Mrs Rae had granted a power of attorney in favour of Susan Gordon, who decided to seek appointment as executor dative qua attorney. She had originally sought appointment qua representative, but the sheriff considered that appointment qua attorney was the more appropriate approach.
The sheriff, anticipating that the Public Guardian and the Lord Advocate might wish to make representations for their respective interests, granted warrant to have the petition intimated to them; neither entered proceedings. The petition was not opposed so there was no hearing.
Public interest
Faced with what was said in Currie, the sheriff noted that appointment in the capacity sought by Mrs Gordon was not thought to be possible. While Currie quotes unreported authority to the effect that someone cannot seek appointment qua attorney on behalf of an ill but otherwise capax person, there is no authority cited for the proposition that it is impossible to seek appointment in that capacity for someone who is incapax. Reference is made in the paragraph dealing with incapacity to the earlier paragraph citing the unreported authority, but it is not clear that that is because both propositions depend on the same authority. That, however, is the view that the sheriff took.
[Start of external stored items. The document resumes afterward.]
PR #964, opened 2019-08-05
Add new role debops.discourse

htgoebel:
This install discourse without any container. Please review and give feedbak whether this meeds the quality requirements for inclusion,


ansible/playbooks/service/discourse.yml
```diff
@@ -0,0 +1,84 @@
...
+        - '{{ nginx__apt_preferences__dependent_list }}'
+        - '{{ nodejs__apt_preferences__dependent_list }}'
+        - '{{ postgresql__apt_preferences__dependent_list }}'
+        - '{{ ruby__apt_preferences__dependent_list }}'
+        - '{{ discourse__apt_preferences__dependent_list }}'
+
+    - role: debops.nodejs
+      tags: [ 'role::nodejs', 'skip::nodejs' ]
+      nodejs__upstream: True
+      nodejs__yarn_upstream: True
```
drybjed, line 31: With the recent changes in `debops.nodejs`, variables that enable upstream support shouldn't be needed, at least on Debian Buster. Can you check and confirm?

ansible/playbooks/service/discourse.yml
```diff
@@ -0,0 +1,84 @@
...
+- name: Manage Discourse service
+  hosts: [ 'debops_service_discourse' ]
+  become: True
+
+  environment: '{{ inventory__environment | d({})
+                   | combine(inventory__group_environment | d({}))
+                   | combine(inventory__host_environment  | d({})) }}'
+
+  roles:
+
```
drybjed, line 12: You are missing the `debops.keyring` role used by other roles to manage GPG keys and APT repositories. You should include it near the top of the playbook.

ansible/playbooks/service/discourse.yml
```diff
@@ -0,0 +1,84 @@
...
+      postgresql__dependent_extensions:
+        - '{{ discourse__postgresql__dependent_extensions }}'
+      postgresql__dependent_pgpass:
+        - '{{ discourse__postgresql__dependent_pgpass }}'
+      when: discourse__database == 'postgresql'
+
+    - role: debops.discourse/nginx
+      # Install discourse snippets required by nginx
+      # TODO: are these the correct tags?
+      tags: [ 'role::nginx', 'skip::nginx' ]
```
drybjed, line 69: At this point `nginx` might not be installed on the host. Perhaps this functionality should be added in `debops.nginx` to allow management of custom snippets in `/etc/nginx/snippets/` directory (IIRC) via role dependent variables.

ansible/roles/debops.discourse/README.txt
```diff
@@ -0,0 +1,442 @@
+Custom versions
```
drybjed, line 1: Perhaps this file could be moved to the `docs/ansible/roles/debops.discourse/` directory, named like `role-devlopment.rst` or something? Right now it will be confusing located inside of the role directory, I think.

ansible/roles/debops.discourse/defaults/main.yml
```diff
@@ -0,0 +1,686 @@
+---
+# .. vim: foldmarker=[[[,]]]:foldmethod=marker
+
+# debops.discourse default variables [[[
```
drybjed, line 4: You should remove the outermost `[[[` and `]]]` markers, so that the defaults file has one less level of folding we need to open in `vim`.

ansible/roles/debops.discourse/defaults/main.yml
```diff
@@ -0,0 +1,686 @@
...
+                                      ansible_local.core.distribution_release|d())
+                                  else ansible_distribution_release }}'
+
+                                                                   # ]]]
+# .. envvar:: discourse_release [[[
+#
+# Specify the Discourse release to install or manage. The role checks what release
+# is currently installed and can perform automatic upgrade if the installed
+# release is older than the specified. Downgrades are not supported.
+discourse_release: '{{ discourse__release_map[discourse__distribution_release] }}'
```
drybjed, line 47: This variable should be renamed to `discourse__release`, don't forget to update all of the references. I know that you based this on `debops.gitlab` role, that one hasn't been properly migrated to its own variable namespace yet.

You should also namespace other variables as well, to have consistent `discourse__` prefix.

ansible/roles/debops.discourse/defaults/main.yml
```diff
@@ -0,0 +1,686 @@
...
+discourse__database: '{{ ansible_local.discourse.database
+                      if (ansible_local|d() and ansible_local.discourse|d() and
+                          ansible_local.discourse.database|d())
+                      else ("postgresql"
+                            if (ansible_local|d() and ansible_local.postgresql is defined)
+                            else ("mariadb-is-deprecated"
+                                  if (ansible_local|d() and ansible_local.mariadb is defined)
+                                  else "no-database-detected")) }}'
+
+                                                                   # ]]]
```
drybjed, line 72: Does Discourse support the MariaDB database as well? Otherwise, this variable could probably be either removed, or its value simplified a bit to not check for MariaDB presence.

ansible/roles/debops.discourse/defaults/main.yml
```diff
@@ -0,0 +1,686 @@
...
+# .. envvar:: discourse__smtp_host [[[
+#
+# SMTP server to use.
+discourse__smtp_host: 'mail.{{ discourse_domain }}'
+                                                                   # ]]]
+# .. envvar:: discourse__smtp_port [[[
+#
+# SMTP server port to use.
+discourse__smtp_port: '{{ 25 }}'
```
drybjed, line 149: Just `'25'` should work, no need to wrap this in Jinja.

ansible/roles/debops.discourse/defaults/main.yml
```diff
@@ -0,0 +1,686 @@
...
+                                  else "no-database-detected")) }}'
+
+                                                                   # ]]]
+# Application FQDN and DNS addresses [[[
+# --------------------------------------
+
+# .. envvar:: discourse__instance_name [[[
+#
+# The name of this discourse instance.
+discourse__instance_name: 'discourse'
```
drybjed, line 79: You should mention here that the UNIX account and group will be based on this. Anything else?

ansible/roles/debops.discourse/defaults/main.yml
```diff
@@ -0,0 +1,686 @@
...
+                                                                   # ]]]
+                                                                   # ]]]
+# Internal application options [[[
+# --------------------------------
+
+# .. envvar:: discourse_unicorn_workers [[[
+#
+# Number of Unicorn workers to start.
+# If you only have 1GB RAM, use 2 workers. Otherwise increase to 3 or 4.
+discourse_unicorn_workers: 2
```
drybjed, line 355: How about using `ansible_processor_vcpus` as default here? It would simplify scaling - just set up a bigger VM or use more powerful host.

ansible/roles/debops.discourse/defaults/main.yml
```diff
@@ -0,0 +1,686 @@
...
+discourse_support_filesystem_acl: True
+                                                                   # ]]]
+                                                                   # ]]]
+# Discourse source code [[[
+# -------------------------
+
+# .. envvar:: discourse_git_repo [[[
+#
+# URL of the Discourse repository.
+discourse_git_repo: 'https://github.com/discourse/discourse.git'
```
drybjed, line 386: Discourse releases are... unsigned. *sigh* And the repository does not have the "Issues" page. But I guess that after so many releases upstream is completely uninterested it making GPG-signed releases, since they focus on Docker as a distribution method.

Does Discourse upstream use stable branches in the repository for updates? If not, perhaps you should consider deploying a specific `git` tag instead, upgrades could be done after reviewing that nothing breaks and new upstream releases can be tracked using the `watch` files.

ansible/roles/debops.discourse/defaults/main.yml
```diff
@@ -0,0 +1,686 @@
...
+
+# .. envvar:: discourse__base_packages [[[
+#
+# List of base APT packages required by Discourse.
+discourse__base_packages: [
+  'gawk', 'curl', # used by some helper ruby scripts
+  'jhead', 'jpegoptim', 'libjpeg-turbo-progs', 'optipng',
+  'gifsicle', 'pngcrush', 'pngquant',
+  'imagemagick-6.q16', 'libmagickcore-6.q16-6-extra',
+  'npm', # for installing nodes packages
```
drybjed, line 424: The `npm` package should be handled by the `debops.nodejs` role.

ansible/roles/debops.discourse/defaults/main.yml
```diff
@@ -0,0 +1,686 @@
...
+
+  - '{{ discourse__nginx_server }}'
+
+                                                                   # ]]]
+# .. envvar:: discourse__nginx__dependent_maps [[[
+#
+#
+discourse__nginx__dependent_maps:
+
+  - name: thescheme
```
drybjed, line 601: Hmm, `nginx` maps are global, perhaps this should be namespaced just to be sure. `discourse_scheme`?

ansible/roles/debops.discourse/nginx/tasks/main.yml
```diff
@@ -0,0 +1,27 @@
+---
+
+# FIXME: What is the proper way to add this file?
+# FIXME: Are these the correct tags? Is this the correct way to use tags?
```
drybjed, line 4: I think that this can stay for now, until `debops.nginx` role will have proper support for snippets.

ansible/roles/debops.discourse/tasks/helper-scripts.yml
```diff
@@ -0,0 +1,56 @@
...
+       RAILS_ENV=production sudo -H -E -u discourse bundle exec rbtrace "$@"
+
+- name: Create helper /usr/local/bin/stackprof
+  file:
+    path: /usr/local/bin/stackprof
+    mode: '0750'
+    contents: |
+       #!/bin/bash
+       cd /var/www/discourse && \
+       RAILS_ENV=production sudo -H -E -u discourse bundle exec stackprof "$@"
```
drybjed, line 56: These scripts will be in the global `$PATH`. What if user has Ruby, Rails, `rake`, etc. installed on the host and other applications beside Discourse? I wouldn't assume exclusive rights to the host by this role.

Perhaps these could be added in the `$HOME/.local/bin/` directory of the `discourse` user, thte `~/.bashrc` file on Debian Buster will include it automatically if it's found. In that case you don't need to use `sudo` of course.

ansible/roles/debops.discourse/tasks/main.yml
```diff
@@ -0,0 +1,79 @@
...
+  until: discourse__register_packages is succeeded
+
+- name: Install required node.js packages
+  npm:
+    name: '{{ item.key }}'
+    version: '{{ item.value or omit }}'
+    global: yes
+  with_dict: '{{ discourse__nodejs_packages }}'
+  register: discourse__register_nodes_packages
+  until: discourse__register_nodes_packages is succeeded
```
drybjed, line 22: I wonder if the `node` packages could be installed on the `discourse` UNIX account instead. Would that work as expected?

drybjed (changes requested):
Cooooool. Cool, cool, cool. I see that you based this on `debops.gitlab` role. There will probably lots of Travis-CI errors, you should consider testing this role via `make test` to find the issues quickier.

Very promising role. :-) I would target it for the next stable release, so at least November 2019, there's plenty of time to clean it up.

Sheriff Mann also noted that it was possible for a guardian appointed under the 2000 Act to seek appointment as executor dative qua guardian, and pointed out that guardians and attorneys are both supervised by the Public Guardian and by the court (though in the case of attorneys, that supervision is much less active in nature). That a guardian might be so appointed was not new law, because it had long been recognised that a curator bonis could seek appointment though, again, that relied on various unreported sheriff court decisions. Noting that it was in the public interest that people’s estates should be administered efficiently, the sheriff’s view was that requiring the appointment of a guardian to act as executor dative where an attorney was already appointed was not in the public interest.
Having come to the view that it was possible or, at least, not precluded as Currie might suggest, the sheriff granted the petition and appointed Mrs Gordon as executor dative qua attorney.
Attorney’s powers
That a sheriff has now held that such an appointment is competent begs the question whether a particular attorney is empowered to seek appointment and then to act if appointed. The sheriff relied on another passage in Currie to the effect that if a person is empowered to raise judicial proceedings – a power that is found in most powers of attorney and which is worded in a fairly standard way – that power will be sufficient to allow the attorney to raise the necessary petition. Currie notes that it would be preferable that the power included a reference to commissary business, but that the more general power would suffice.
The question of whether an attorney has the powers required to act once appointed was not addressed by the sheriff. It might depend on whether it is correct to take the view that a power of attorney is strictly construed and so an attorney may only do what they are expressly empowered to do, or whether one can rely on the general power that almost all powers of attorney contain allowing the attorney to do anything the adult might themselves have done. There might be some support for the latter view in Lord Sandison’s judgment in Johnstone v Johnstone [2023] CSOH 30, discussed in the briefing at Journal, June 2023, 31; however practitioners may decide to update their styles to include explicit powers allowing an attorney to act as an executor should the need arise and should the decision made here prove to be enduring.